Back in Burns’ day, the moon would certainly have been the brightest object in the 18th century star-lit sky and the only light to guide all living things through the darkness.

The natural alternation of night and day, light and dark is essential to the continued existence of many life forms. But for us humans, since Victorian times, when the population shifted to town from country, working people had gas and then electric street lighting to guide them to the factory or shop floor.

We take it for granted now that, as the sun sets, its rays are replaced by humankind’s artificial lighting to extend the commercial and social day and banish the darkness. But why are we now continually hearing about ‘light pollution’ and why did a worried deputation of local experts recently seek an urgent meeting with Bath and North East Somerset Council?

It seems our local authority, like many others in the UK, has been busy replacing sodium lamps, used in street lighting, with LEDs. These more compact devices were regarded as ‘eco-friendly’ as they use less power and last longer but, it seems, at what cost to the biosphere?

Our deputation came armed with details of recent research on the subject and had also all signed a ‘joint letter’ which pointed out that the most commonly used LED lamps to be installed by local authorities emit a blue-rich spectrum light which is apparently having a devastating impact on nocturnal insects and mammals.

It’s said the light from these devices works like a vacuum cleaner –drawing insects from their natural environment to die of exhaustion or be eaten by predators. It creates confusion, taking away their natural sense of direction, and can also interfere with their mating. Our dusk ’til dawn illumination –as well as being unnecessary and excessive –seems to be a real ‘no-no’ for many species of insects, causing populations to crash and upsetting the natural balance of important ecosystems in our environment.

One of those attending the B&NES meeting was local resident Isabelle Ficker who as a member of Bath Starlit Skies has written her own well-researched report.

She told me: “The natural lightdark rhythm is important for flora and fauna, including humans. Many vertebrates and invertebrates, such as vital pollinating insects, are nocturnal. Darkness at night is essential for them to thrive: they rely on circadian, lunar and seasonal rhythms of light for foraging, migration, pairing and reproduction.

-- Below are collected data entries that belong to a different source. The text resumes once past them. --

Issue #358, opened 2025-02-27
Unnecessary error logs after calling wsConnection.Disconnect()


andykellr:
The following error messages appear when the server closes an Agent websocket connection via the `Disconnect()` method.

```
Cannot read a message from WebSocket: read tcp 127.0.0.1:3001->127.0.0.1:49552: use of closed network connection
```

```
error closing the WebSocket connection: close tcp 127.0.0.1:3001->127.0.0.1:49552: use of closed network connection
```

The issue is in `server.handleWSConnection` when `ReadMessage()` returns an error and then the `defer` tries to `Close()` the already closed websocket connection.

PR #359, opened 2025-03-04
fix: Add atomic.Bool to ensure wsConnection.Disconnect() is only called once

shazlehu:
Addresses this [issue](https://github.com/open-telemetry/opamp-go/issues/358) by addding an atomic.Bool so we only close the underlying websocket connection once. This PR also adds the test `TestDisconnectServerWSConnection` to ensure that that error log isn't generated when the connection is closed server-side. I renamed `TestDisconnectWSConnection` to `TestDisconnectClientWSConnection` since it tests closing the connection from the client-side, though the comments in the test implied it tested disconnecting from the server.

Perhaps it would be better to simply ignore the error when we close the connection twice? I'm unsure if there are error conditions where we'd want to be able to try to close the connection again.

Resolves https://github.com/open-telemetry/opamp-go/issues/358

### DIFF
--- a/server/serverimpl_test.go
+++ b/server/serverimpl_test.go
@@ -30,7 +30,6 @@ import (
 
 func startServer(t *testing.T, settings *StartSettings) *server {
 	return startServerWithLogger(t, settings, &sharedinternal.NopLogger{})
-
 }
 
 func startServerWithLogger(t *testing.T, settings *StartSettings, logger clienttypes.Logger) *server {
--- a/server/serverimpl_test.go
+++ b/server/serverimpl_test.go
@@ -29,19 +29,8 @@ import (
 )
 
 func startServer(t *testing.T, settings *StartSettings) *server {
-	srv := New(&sharedinternal.NopLogger{})
-	require.NotNil(t, srv)
-	if settings.ListenEndpoint == "" {
-		// Find an avaiable port to listen on.
-		settings.ListenEndpoint = testhelpers.GetAvailableLocalAddress()
-	}
-	if settings.ListenPath == "" {
-		settings.ListenPath = "/"
-	}
-	err := srv.Start(*settings)
-	require.NoError(t, err)
+	return startServerWithLogger(t, settings, &sharedinternal.NopLogger{})
 
-	return srv
 }
 
 func startServerWithLogger(t *testing.T, settings *StartSettings, logger clienttypes.Logger) *server {
@@ -321,14 +310,13 @@ func (o *testLogger) Errorf(_ context.Context, format string, v ...any) {
 func TestDisconnectServerWSConnection(t *testing.T) {
 	connectionCloseCalled := int32(0)
 	var serverConn types.Connection
-	mutex := sync.Mutex{}
+	connReady := make(chan struct{}) // Channel to signal when serverConn is assigned
 	callback := types.Callbacks{
 		OnConnecting: func(request *http.Request) types.ConnectionResponse {
 			return types.ConnectionResponse{Accept: true, ConnectionCallbacks: types.ConnectionCallbacks{
 				OnConnected: func(ctx context.Context, conn types.Connection) {
-					mutex.Lock()
 					serverConn = conn
-					mutex.Unlock()
+					close(connReady)
 				},
 				OnConnectionClose: func(conn types.Connection) {
 					atomic.StoreInt32(&connectionCloseCalled, 1)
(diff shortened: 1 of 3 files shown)


server/wsconnection.go
```diff
@@ -19,6 +20,7 @@ type wsConnection struct {
 	// For more: https://pkg.go.dev/github.com/gorilla/websocket#hdr-Concurrency
 	connMutex *sync.Mutex
 	wsConn    *websocket.Conn
+	closed    *atomic.Bool
```
tigrannajaryan, line 23: Does this need to be a pointer? Seems to be like unnecessary extra allocation.

server/wsconnection.go
```diff
@@ -35,5 +37,9 @@ func (c wsConnection) Send(_ context.Context, message *protobufs.ServerToAgent)
 }
 
 func (c wsConnection) Disconnect() error {
+	if c.closed.Load() {
+		return nil
+	}
+	c.closed.Store(true)
```
tigrannajaryan, line 43: To ensure this happens once, I think the correct way is to use the atomic `CompareAndSwap` instead of separate Load/Store which can race.

server/serverimpl_test.go
```diff
@@ -263,10 +281,77 @@ func TestDisconnectWSConnection(t *testing.T) {
...
+
+	// Connect to the Server.
+	conn, _, err := dialClient(settings)
+
+	// Verify that the connection is successful.
 	assert.NoError(t, err)
+	assert.True(t, atomic.LoadInt32(&connectionCloseCalled) == 0)
+
+	// Close connection from server side
+	mutex.Lock()
```
tigrannajaryan, line 352: What does this mutex protect against? Does `serverConn` value ever change (except from `nil` to the only connection we get)? Can `serverConn` be nil here?

server/serverimpl_test.go
```diff
@@ -275,6 +360,10 @@ func TestDisconnectWSConnection(t *testing.T) {
 		_, _, err := conn.ReadMessage()
 		return err != nil
 	})
+
+	require.Equal(t, 1, len(logger.logs))
+	require.Contains(t, logger.logs[0], "Errorf: Cannot read a message from WebSocket: read tcp")
+	require.Contains(t, logger.logs[0], "use of closed network connection")
```
tigrannajaryan, line 366: Do we care about the log messages produced? It looks fragile to make the tests dependent on the exact formatting of the messages.

tigrannajaryan:
@shazlehu  Is this still in progress?

shazlehu:
@tigrannajaryan I'll make a push to get this over the finish line in the next week

server/wsconnection.go
shazlehu: Good call

server/serverimpl_test.go
shazlehu: Agree we should avoid fragility. The original motivation for this change was to deal with superfluous error logs produced by the server-side Disconnect() calls. Open to suggestions for a better criteria for to test for.

server/wsconnection.go
tigrannajaryan: I think it is fine to change the receiver types (unless I am missing something). That should avoid extra allocation on every connection.

server/wsconnection.go
```diff
@@ -17,23 +18,31 @@ type wsConnection struct {
...
+	connMutex sync.Mutex
 	wsConn    *websocket.Conn
+	closed    atomic.Bool
 }
 
 var _ types.Connection = (*wsConnection)(nil)
 
-func (c wsConnection) Connection() net.Conn {
+func newWSConnection(wsConn *websocket.Conn) types.Connection {
+	return &wsConnection{wsConn: wsConn, connMutex: sync.Mutex{}, closed: atomic.Bool{}}
```
tigrannajaryan: I think zero-initialization for connMutex and closed is fine, e.g. this should work the same way and is less verbose:
```suggestion
	return &wsConnection{wsConn: wsConn}
```

server/serverimpl_test.go
tigrannajaryan: Perhaps as a compromise: in testLogger store error logs separate from debug logs and here only assert that there is an error log produced, but don't check the error message itself. This should be fairly stable since we always expect exactly one error log and don't really care about the message itself.

shazlehu: Sounds like a good compromise. All set.

shazlehu:
I think everything is set on this? Anything else needed @tigrannajaryan?

tigrannajaryan (approved):

tigrannajaryan:
Thank you @shazlehu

“Artificial light overrides these natural rhythms and blue rich light (i.e. over 3000k) is particularly disruptive. Its effects cascade through the eco system, affecting day-time organisms and their ecological function. Artificial light at night is an additional, but avoidable stressor, on already stressed biosystems. It should properly be considered a form of pollution but it is one that fortunately is easy to address.”

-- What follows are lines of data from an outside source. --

PR #366, opened 2025-03-24
Make it possible to set capabilities

### LINKED ISSUE #365: Client should be able to change capabilities while running
Right now the nextMessage sends capabilities on every message, but there's no way to actually change them after start. It would be great if the client could actually change them.

jaronoff97:
Closes #365

### DIFF
--- a/client/client.go
+++ b/client/client.go
@@ -152,4 +152,17 @@ type OpAMPClient interface {
 	// This method is subject to agent status compression - if components is not
 	// different from the cached agent state, this method is a no-op.
 	SetAvailableComponents(components *protobufs.AvailableComponents) error
+
+	// SetCapabilities updates the set of capabilities that the client supports.
+	// These capabilities will be communicated to the server in the next message.
+	//
+	// This method can be called at any time after Start(), including from within
+	// an OnMessage handler, to dynamically update the set of supported capabilities.
+	// The updated capabilities will be sent to the server in the next outgoing message.
+	//
+	// The capabilities parameter must not be nil; passing a nil value will result in an error.
+	//
+	// For more details, refer to the OpAMP specification:
+	// https://github.com/open-telemetry/opamp-spec/blob/main/specification.md#agenttoservercapabilities
+	SetCapabilities(capabilities *protobufs.AgentCapabilities) error
 }
--- a/client/clientimpl_test.go
+++ b/client/clientimpl_test.go
@@ -1738,6 +1738,72 @@ func TestOfferUpdatedVersion(t *testing.T) {
 	})
 }
 
+func TestSetCapabilities(t *testing.T) {
+	testClients(t, func(t *testing.T, client OpAMPClient) {
+		// Start a Server.
+		srv := internal.StartMockServer(t)
+		srv.EnableExpectMode()
+
+		var clientRcvCustomMessage atomic.Value
+
+		// Start a client.
+		settings := types.StartSettings{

Unlike other pollutants such as Carbon Dioxide, you can deal with it quickly by turning lights off or reducing their intensity. You can also get LED’s emitting red spectrum light which is less disruptive or you can buy filters to fit over the blue-spectrum type.

Following the meeting, Councillor Sarah Warren, Deputy Leader and cabinet member for Climate and Sustainable Travel, told me: “In 2020 the council began a five-year lighting maintenance programme which included upgrading 2,000 street lights to LED as part of our commitment to addressing the climate and ecological emergency and reducing energy use. We are aware of research into the impacts of lighting on natural organisms –in particular the benefits of warmer light on animals and plants –and we will look to replace lights as we need to, when they get to end of their life.”

Not maybe the quick response the deputation was hoping for, but Bath Preservation Trust also has some practical lighting advice for ‘Rewilding the Night’ that we could all follow Darker skies over our World Heritage city would mean a happier ecosystem and more of a chance for us to see the stars! n

Rewilding the Night light advice

• Install outside lights at lower levels, directing fittings only where needed and angled downwards.

• When buying bulbs look at the colour scale on the side of the box and go for warm red and yellows below 3,000 Kelvin.

• Switch external lights off when not needed, avoid the use of illuminated signs and adverts, and close your curtains and shutters at night.